Experimental results demonstrate that coupling AHNs with LTM achieves superior few-shot and continual learning, elevating one-shot accuracy and restoring long-term performance to near baseline after consolidation (Kowadlo et al., 2021).

5. Context Modulation and Multimodal Representation

Biological hippocampal circuits feature parallel processing pathways for contextual gating. In AHNs, context-sensitive biasing (analogous to EC direct input) enables dynamic shifting of processing regimes (Aimone et al., 2017):

$o(x) = f(Ax + B\hat{x})$

where $B$ encodes context-dependent biases.

Multimodal networks (e.g., CLIP) which jointly learn invariant features across visual, textual, and auditory input, better recapitulate hippocampal concept cells and multivoxel activity compared to unimodal counterparts (Choksi et al., 2021). Representational Similarity Analysis (RSA) demonstrates that multimodal architectures reach the noise ceiling in explaining fMRI hippocampal response, supporting their use in advanced AHNs.

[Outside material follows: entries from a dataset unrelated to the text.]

PR #3671, opened 2018-01-09
*: implement query params

fabxc:
This adds a parameter to the storage selection interface which allows
query engine(s) to pass information about the operations surrounding a
data selection.
This can for example be used by remote storage backends to infer the
correct downsampling aggregates that need to be provided.

@brian-brazil  @Bplotka

### DIFF
--- a/promql/ast.go
+++ b/promql/ast.go
@@ -238,56 +238,58 @@ type VectorMatching struct {
 }
 
 // Visitor allows visiting a Node and its child nodes. The Visit method is
-// invoked for each node encountered by Walk. If the result visitor w is not
-// nil, Walk visits each of the children of node with the visitor w, followed
-// by a call of w.Visit(nil).
+// invoked for each node with the path leading to the node provided additionally.
+// If the result visitor w is not nil, Walk visits each of the children
+// of node with the visitor w, followed by a call of w.Visit(nil, nil).
 type Visitor interface {
-	Visit(node Node) (w Visitor)
+	Visit(node Node, path []Node) (w Visitor)
 }
 
 // Walk traverses an AST in depth-first order: It starts by calling
-// v.Visit(node); node must not be nil. If the visitor w returned by
-// v.Visit(node) is not nil, Walk is invoked recursively with visitor
+// v.Visit(node, path); node must not be nil. If the visitor w returned by
+// v.Visit(node, path) is not nil, Walk is invoked recursively with visitor
 // w for each of the non-nil children of node, followed by a call of
 // w.Visit(nil).
-func Walk(v Visitor, node Node) {
-	if v = v.Visit(node); v == nil {
+// As the tree is descended the path of previous nodes is provided.
+func Walk(v Visitor, node Node, path []Node) {
+	if v = v.Visit(node, path); v == nil {
 		return
 	}
+	path = append(path, node)
 
 	switch n := node.(type) {
 	case Statements:
 		for _, s := range n {
-			Walk(v, s)
+			Walk(v, s, path)
 		}
 	case *AlertStmt:
-		Walk(v, n.Expr)
+		Walk(v, n.Expr, path)
 
 	case *EvalStmt:
-		Walk(v, n.Expr)
+		Walk(v, n.Expr, path)
 
 	case *RecordStmt:
-		Walk(v, n.Expr)
+		Walk(v, n.Expr, path)
 
 	case Expressions:
 		for _, e := range n {
-			Walk(v, e)
+			Walk(v, e, path)
 		}
 	case *AggregateExpr:
-		Walk(v, n.Expr)
+		Walk(v, n.Expr, path)
 
 	case *BinaryExpr:
-		Walk(v, n.LHS)
-		Walk(v, n.RHS)
+		Walk(v, n.LHS, path)
+		Walk(v, n.RHS, path)
 
 	case *Call:
-		Walk(v, n.Args)
+		Walk(v, n.Args, path)
 
 	case *ParenExpr:
-		Walk(v, n.Expr)
+		Walk(v, n.Expr, path)
 
 	case *UnaryExpr:
-		Walk(v, n.Expr)
+		Walk(v, n.Expr, path)
 
 	case *MatrixSelector, *NumberLiteral, *StringLiteral, *VectorSelector:
 		// nothing to do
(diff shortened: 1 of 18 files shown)


promql/ast.go
```diff
@@ -242,52 +242,53 @@ type VectorMatching struct {
 // nil, Walk visits each of the children of node with the visitor w, followed
 // by a call of w.Visit(nil).
 type Visitor interface {
-	Visit(node Node) (w Visitor)
+	Visit(node Node, path []Node) (w Visitor)
```
Bplotka: Can you update comment here and for `Walk` method?

promql/ast.go
```diff
@@ -311,6 +312,6 @@ func (f inspector) Visit(node Node) Visitor {
 // Inspect traverses an AST in depth-first order: It starts by calling
 // f(node); node must not be nil. If f returns true, Inspect invokes f
 // for all the non-nil children of node, recursively.
-func Inspect(node Node, f func(Node) bool) {
-	Walk(inspector(f), node)
+func Inspect(node Node, f func(Node, []Node) bool) {
```
Bplotka: ditto (comment to be updated)

promql/engine.go
```diff
@@ -151,25 +153,19 @@ func contextDone(ctx context.Context, env string) error {
 // It is connected to a querier.
 type Engine struct {
 	// A Querier constructor against an underlying storage.
```
Bplotka: Move that comment to the same place where you moved queryable (:

promql/engine.go
```diff
@@ -514,15 +493,21 @@ func (ng *Engine) populateIterators(ctx context.Context, s *EvalStmt) (storage.Q
...
 	}
 
-	Inspect(s.Expr, func(node Node) bool {
+	Inspect(s.Expr, func(node Node, path []Node) bool {
+		params := &storage.SelectParams{
+			Step: int64(s.Interval / time.Millisecond),
+		}
+
 		switch n := node.(type) {
 		case *VectorSelector:
```
Bplotka: Can we reuse some code here? The code for Vector and Matrix is totally the same except:
`durationMilliseconds(LookbackDelta)` vs `durationMilliseconds(n.Range)`

storage/interface.go
```diff
@@ -61,6 +61,12 @@ type Querier interface {
 	Close() error
 }
 
+// SelectParams specifies parameters passed to data selections.
+type SelectParams struct {
+	Step int64
```
brian-brazil: Is this seconds or milliseconds? Comments would be good.

promql/engine.go
```diff
@@ -559,6 +546,21 @@ func (ng *Engine) populateIterators(ctx context.Context, s *EvalStmt) (storage.Q
 	return querier, err
 }
 
+// extractFuncFromPath walks up the path and searches for the first instance of
```
brian-brazil: I think we should only look back one node. For example `max(1-metric)` might in fact be a `min` in practice, so a hint of `max` would incorrect.

storage/remote/read.go
```diff
@@ -43,7 +43,7 @@ type querier struct {
 
 // Select implements storage.Querier and uses the given matchers to read series
 // sets from the Client.
-func (q *querier) Select(matchers ...*labels.Matcher) (storage.SeriesSet, error) {
+func (q *querier) Select(_ *storage.SelectParams, matchers ...*labels.Matcher) (storage.SeriesSet, error) {
```
brian-brazil: I think the params should be passed down to the proto we send for a read

promql/engine.go
fabxc: Mh, maybe early exit on binary expressions? Because just looking back one node won't work for `max_over_time(a[5m])` or `count((a))` as the range selector or parens are their own nodes.

brian-brazil: SGTM

storage/remote/read.go
fabxc: Now – or rather once we actually have someone who needs it?

brian-brazil: Noone has explicitly asked for it yet, but it is the plan of record from #2580

fabxc: Let's do it when we need it then.

promql/ast.go
```diff
@@ -242,52 +242,53 @@ type VectorMatching struct {
...
 // v.Visit(node) is not nil, Walk is invoked recursively with visitor
 // w for each of the non-nil children of node, followed by a call of
 // w.Visit(nil).
-func Walk(v Visitor, node Node) {
-	if v = v.Visit(node); v == nil {
+func Walk(v Visitor, node Node, path []Node) {
+	if v = v.Visit(node, path); v == nil {
 		return
 	}
+	path = append(path, node)
```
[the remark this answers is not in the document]
fabxc: No, as we return from recursion our length decrease and we'll overwrite nodes in the underlying array again.

fabxc:
@brian-brazil rebased and added the early-exit for binary expressions.

promql/ast.go
```diff
@@ -238,56 +238,58 @@ type VectorMatching struct {
 }
 
 // Visitor allows visiting a Node and its child nodes. The Visit method is
-// invoked for each node encountered by Walk. If the result visitor w is not
-// nil, Walk visits each of the children of node with the visitor w, followed
-// by a call of w.Visit(nil).
+// invoked for each node and path leading to it encountered by Walk.
```
brian-brazil: The path is passed as an additional parameter, it's the nodes that are getting walked - not the paths.

promql/engine.go
```diff
@@ -559,6 +544,25 @@ func (ng *Engine) populateIterators(ctx context.Context, s *EvalStmt) (storage.Q
...
+	case *AggregateExpr:
+		return n.Op.String()
+	case *Call:
+		return n.Func.Name
+	case *BinaryExpr:
+		// If we hit a binary expression we terminate since we only care about functions
+		// or aggregations over a single metric.
+		return ""
+	}
+	return extractFuncFromPath(p[:len(p)-1])
```
brian-brazil: This tail recursion can be converted to an iterated version.

storage/interface.go
```diff
@@ -61,6 +61,12 @@ type Querier interface {
 	Close() error
 }
 
+// SelectParams specifies parameters passed to data selections.
+type SelectParams struct {
+	Step int64  // query step size in milliseconds
```
brian-brazil: Comments should be full sentences.

promql/engine.go
brian-brazil: Go doesn't do tail call elimination, so this is less efficient and uses unnecessary stack memory.

juliusv: Since I read in chat that there was disagreement on this, adding one more opinion: I think this is fine either as a recursive or iterative variant. Performance or stack space shouldn't matter here. I also don't find the recursive variant confusing, so I think it's fine.

juliusv:
:+1: in general. Would be nice to add a description to the PR / commit that details what this is for and about.

promql/engine.go
fabxc: I recall sitting over this quite a bit back than and all re-usages turned out complicated and/or ugly.
Mainly because we get the type assurance through the type-switch statement and extracting something requires us to create another helper interface just for this and a function somewhere else.

The reuslting cognitive overhead just seemed worse.

fabxc:
Added description

juliusv:
:+1: I allowed myself to copy the description from the commit into the PR description.

PR #3681, opened 2018-01-13
some comments to explain why we use panic instead of t.Fatalf 

krasi-georgiev:


brian-brazil:
We don't have these comments in all the other places this happens, I don't think it's worth polluting the code base with them. Staticcheck will catch it.

krasi-georgiev:
@brian-brazil 
ok
do you know why staticcheck is not in  travis CI ?

brian-brazil:
I thought @SuperQ had added it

6. Efficient Long-Context Modeling and Practical Implementations

Synthetic AHNs have been deployed for efficient long-sequence modeling in neural LLMs (Fang et al., 8 Oct 2025). By maintaining a lossless sliding window (short-term memory) and compressing out-of-window information into a fixed-size recurrent summary (long-term memory), architectures such as AHN-GatedDeltaNet enable scaling to much longer contexts while drastically reducing memory cache and FLOPs.

For instance:

$$h_{t-W} = \alpha(x_{t-W})(I - \beta(x_{t-W})k_{t-W}^\top k_{t-W})h_{t-W-1} + \beta(x_{t-W}) k_{t-W}^\top v_{t-W}$$

Models augmented with AHNs outperform sliding window baselines and achieve competitive scores with full-attention Transformers, with up to 74% memory reduction and 40% inference FLOPs savings on long-context LV-Eval benchmarks (Fang et al., 8 Oct 2025).

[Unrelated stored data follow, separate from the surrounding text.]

Issue #1766, opened 2016-06-26
Docker engine swarm api service discovery


F21:
In docker 1.12, the docker engine will ship with swarm mode built in. This means that it is now possible to stand up a swarm cluster using a bunch of nodes with just docker installed. In addition, swarm mode will come with dns and health checks built-in, negating the need to run consul or some other service discovery mechanism. More info here: https://docs.docker.com/engine/swarm/

It would be nice if prometheus can directly use the new services API to discover services running in a swarm cluster: https://docs.docker.com/engine/reference/api/docker_remote_api_v1.24/#3-8-services

Perhaps the config option could be called `docker_swarm_sd`.

brian-brazil:
> In addition, swarm mode will come with dns and health checks built-in, 

This will need to be bypassed for Prometheus service discovery.

We may want to wait for a release or two for this to stabilise before adding it, and ensuring there's sufficient interest to justify the maintenance effort of another SD.

bvis:
This feature would be amazing. It would allow us to simplify some dependencies now we need to manage to maintain a dynamic Prometheus environment

michaelharrer:
You could use dns_sd_configs.
Im running a global cadvisor service and a global prometheus/node-exporter service and can scrape all nodes with following config, using the
`tasks.<servicename>` feature of swarm mode discovery.

```
  - job_name: 'cadvisor'
    dns_sd_configs:
    - names:
      - 'tasks.cadvisor'
      type: 'A'
      port: 8080

  - job_name: 'node-exporter'
    dns_sd_configs:
    - names:
      - 'tasks.node-exporter'
      type: 'A'
      port: 9100
```

Its a workaround but functional.

Cas-pian:
Any progress on this? I'm really looking forward to use this feature.
Thanks very much!

genki:
@michaelharrer Unfortunately, there is no way to determine the node_exporter is running on which node. Only node_exporter itself knows it, but there's no option to provide it into its metrics (https://github.com/prometheus/node_exporter/issues/319)

joonas-fi:
I just hacked in a proof-of-concept that syncs tasks from Swarm manager to Prometheus: https://github.com/function61/prometheus-docker-swarm

Current limitation is that Prometheus has to be running on a Swarm manager node.

bvis:
[...]

PR #3687, opened 2018-01-16
Add Swarm discovery

cuigh:
Add Swarm discovery, see #1766 
@fabxc @brian-brazil


dsw9742:
@fabxc @brian-brazil hi guys, any chance of getting this valuable feature merged in the near future?

krasi-georgiev:
We are working on a new tool that writes simple json files and Prometheus picks up the targets via a file  SD  job. 
The tool would use the same interface as the built in once and if it gets widely adopted it might be added to the official ones supported by Prometheus.
So anyone interested in new Discoverers won't be blocked but upstream and would be able to implement a new Discoverer with a very little effort.

The Docker swarm discovery might be a good candidate to do a test run.

Here is the current progress https://github.com/prometheus/prometheus/pull/3720

cuigh:
@krasi-georgiev Yes, a common file SD is good, but I don't think we should use it to completely replace Swarm discovery. Swarm is a popular container orchestration system(not as popular as k8s, though), it's worth to be treated as a first-class citizen to be supported by Prometheus.

genki:
Why still no actions have taken for this PR?
Having dedicated SD for Docker swarm has enough value.

discovery/swarm/swarm.go
```diff
@@ -0,0 +1,504 @@
...
+
+	// serviceLabel is used for the name of the service in Swarm.
+	serviceLabel model.LabelName = metaLabelPrefix + "service"
+	// imageLabel is the label that is used for the docker image running the service.
+	imageLabel model.LabelName = metaLabelPrefix + "image"
+	// taskLabel contains the task name of the app instance.
+	taskLabel model.LabelName = metaLabelPrefix + "task"
+	// nodeIPLabel contains the node ip.
+	nodeIPLabel model.LabelName = metaLabelPrefix + "node_ip"
+	// nodeNameLabel contains the node ip.
```
ElfoLiNk: typo ?  should be `// nodeNameLabel contains the node name.`

krasi-georgiev:
You are completely right on all accounts , but the overhead of bug-fixes and support for a new SD is quite big. 

I think the current agreement is that any new SD would be implemented as a standalone binary that spit out json files which will be consumed by the file SD and eventually once it matures and has enough people to support  it might be added to Prometheus itself.

We are designing this [new tool](https://github.com/prometheus/prometheus/pull/3720) to implement the same SD interface so eventual integration would require almost no code changes.

All that said the docker swarm SD is a great addition and very usefull to many users and  it would be ideal candidate to see if this idea from https://github.com/prometheus/prometheus/pull/3720 will work well.

krasi-georgiev:
btw I have also started a discussion about a HTTP vs File SD so any  feedback backed with real use case would be really helpful
https://groups.google.com/forum/#!topic/prometheus-developers/JcE5nSbCe4k

discovery/swarm/swarm.go
cuigh: Already fixed, thx.

cuigh:
@krasi-georgiev Thanks for the reply. After reading all the posts relevant to this topic, it seems that Prometheus is unlikely to support Swarm SD directly within a short time. In this case, making file SD compatible with HTTP looks like a really good general solution, it also does satisfy our current usage scenarios-though it will complicate things a little bit. 

BTW, if HTTP is supported, perhaps I will consider adding a feature to [swirl](https://github.com/cuigh/swirl) as Prometheus Discovery adapter.:)

brian-brazil:
There is already a docker swarm file SD out there: https://github.com/ContainerSolutions/prometheus-swarm-discovery

cuigh:
@brian-brazil Yes, I know this unofficial project a long time ago, but for us, using the File SD is a little too tedious. We have dozens of Swarm clusters with at least two Prometheus instances deployed per cluster, this means that hundreds of additional tools need to be deployed at the same time to generate the configuration of the File SD, and if HTTP is supported, only one tool is needed. 

Of course, the built-in Swarm SD is always the best.

brian-brazil:
> this means that hundreds of additional tools need to be deployed at the same time to generate the configuration of the File SD, and if HTTP is supported, only one tool is needed.

At that scale you must have configuration management, and there's no real difference then. It'd still be expected that you run one per Prometheus, as that aligns the failure domains.

cuigh:
HTTP is more flexible relative to File, you can design your API like this:

```
{adapter-domain}/swarm?cluster={swarm-cluster} // Swarm
{adapter-domain}/xxx?addr={address}            // Other applications...
```

PR #3695, opened 2018-01-17
notifier: use testutil for testing

smonv:
- Use `util/testutil` in `notifier` testsuit. Related #3242

### DIFF
--- a/notifier/notifier_test.go
+++ b/notifier/notifier_test.go
@@ -22,7 +22,6 @@ import (
 	"net/http"
 	"net/http/httptest"
 	"net/url"
-	"reflect"
 	"testing"
 	"time"
 
@@ -64,9 +63,7 @@ func TestPostPath(t *testing.T) {
 		},
 	}
 	for _, c := range cases {
-		if res := postPath(c.in); res != c.out {
-			t.Errorf("Expected post path %q for %q but got %q", c.out, c.in, res)
-		}
+		testutil.Equals(t, c.out, postPath(c.in))
 	}
 }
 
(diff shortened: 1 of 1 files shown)


notifier/notifier_test.go
```diff
@@ -80,34 +79,23 @@ func TestHandlerNextBatch(t *testing.T) {
...
 
-	if len(b) != maxBatchSize {
-		t.Fatalf("Expected first batch of length %d, but got %d", maxBatchSize, len(b))
-	}
-	if !alertsEqual(expected[0:maxBatchSize], b) {
-		t.Fatalf("First batch did not match")
-	}
+	testutil.Equals(t, maxBatchSize, len(b))
+
+	testutil.Assert(t, alertsEqual(expected[0:maxBatchSize], b), "First batch did not match")
```
cstyan: maybe `alertsEqual` is something we want in `testutil?

krasi-georgiev: Yep , that sound reasonable.

tthanh:
thanks for feedback, I'll update this PR

notifier/notifier_test.go
tthanh: I think we can move the check len of 2 alert array outsite of `alertEqual` so `alertEqual` only contain the for loop.

tthanh:
@cstyan @krasi-georgiev I won't move `alertEqual` to `testutil` package because it specific to the alerts. Can you help provide more idea which part of `alertEqual` should I improve.

Updated resolve conflicts of `notifier` package with master

krasi-georgiev:
Did you check if you can refactor these to make it table based.
I find it more readable and easy to understand.

something like:
https://github.com/prometheus/prometheus/blob/6b0e9ef183fddf5b27b4ea4d2052153a6bdf0660/notifier/notifier_test.go#L41-L71

tthanh:
@krasi-georgiev thanks for feedback. I'll check again and update.

smonv:
@krasi-georgiev After check I think I can't not make more test like the table you mentioned. The test was step by step check, identical test flow, not multiple case.

notifier/notifier_test.go
```diff
@@ -443,13 +411,10 @@ func (a alertmanagerMock) url() *url.URL {
...
-	if err != nil {
-		t.Fatal(err)
-	}
 
-	if !reflect.DeepEqual(tg, makeInputTargetGroup()) {
-		t.Fatal("Target modified during alertmanager extraction")
-	}
+	testutil.Ok(t, err)
+
+	testutil.Assert(t, reflect.DeepEqual(tg, makeInputTargetGroup()), "Target modified during alertmanager extraction")
```
brian-brazil: Can you not use testutil.Equals here?

smonv: I didn't use `testutil.Equals` because it can not print custom message and I want respect original fatal message.

brian-brazil: That doesn't give us the diff then. I'd suggest making the message a comment.

smonv: Ok, I'll update it to `testutil.Equals`. Thank for feedback

brian-brazil:
Thanks!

On neuromorphic hardware (SpiNNaker), spike-based AHNs achieve energy-efficient, real-time memory operations, learning in a few milliseconds per memory and recalling in six time steps (Casanueva-Morato et al., 2022, Casanueva-Morato et al., 2023).

7. Structural Organization, Temporal Dynamics, and Heterogeneity

AHNs may take inspiration from dynamic organizational features of the biological hippocampus and entorhinal cortex, namely liquid core–periphery structures and temporally heterogeneous connectivity (Pedreschi et al., 2020). Adaptive centrality, network state transitions, and switching “connectivity styles” (e.g., persistent core streamers versus bursty peripheral callers) promote robustness and flexible routing of information. Temporal measures (e.g., cosine similarity of weighted connections) serve as plausible feedback signals for self-organizing artificial systems.

Summary Table: AHN Features and Corresponding Biological Principles

AHN Attribute	Biological Analogue	Mathematical/Algorithmic Principles
Neurogenesis, Apoptosis	DG cell turnover	Structural plasticity, memory capacity regulation
Unified STDP + Homeostasis	Synaptic plasticity + inhibition	Multi-timescale learning, $\dot{W}^{ij}$ equations
Content-Addressability	CA3 attractor dynamics	All-to-all STDP, bidirectional cue/content recall
Pattern Separation & Completion	DG (separation), CA3 (completion)	Top-$k$ selection, Hopfield network
Episodic Encoding & Rapid Recall	Theta/gamma-modulated learning	Local credit assignment, one-shot training
Context Modulation	EC direct/indirect input	Context-sensitive bias, $o(x) = f(Ax + B\hat{x})$
Multimodal Representation	Concept cells, multimodal coding	Contrastive loss, RSA, multimodal network training
Efficient Compression (for LTM)	Memory consolidation, MSM	Recurrent summarization, AHN-GDN formulas
Temporal Heterogeneity & States	Core–periphery, network states	Coreness, liquidity, $\Theta^i(t)$ coefficients

Conclusion and Future Directions

Artificial Hippocampus Networks (AHNs) integrate structural plasticity, recurrent and spiking dynamics, pattern separation/completion, content-addressability, and multimodal/contextual coding to emulate functional principles of the biological hippocampus. Effective implementations span standard neural hardware, neuromorphic SNN platforms, and modern Transformer frameworks for long-context tasks. Ongoing research focuses on dynamic reconfiguration, continual learning, cross-modal generalization, and biologically faithful adaptation mechanisms for robust, energy-efficient and scalable memory systems.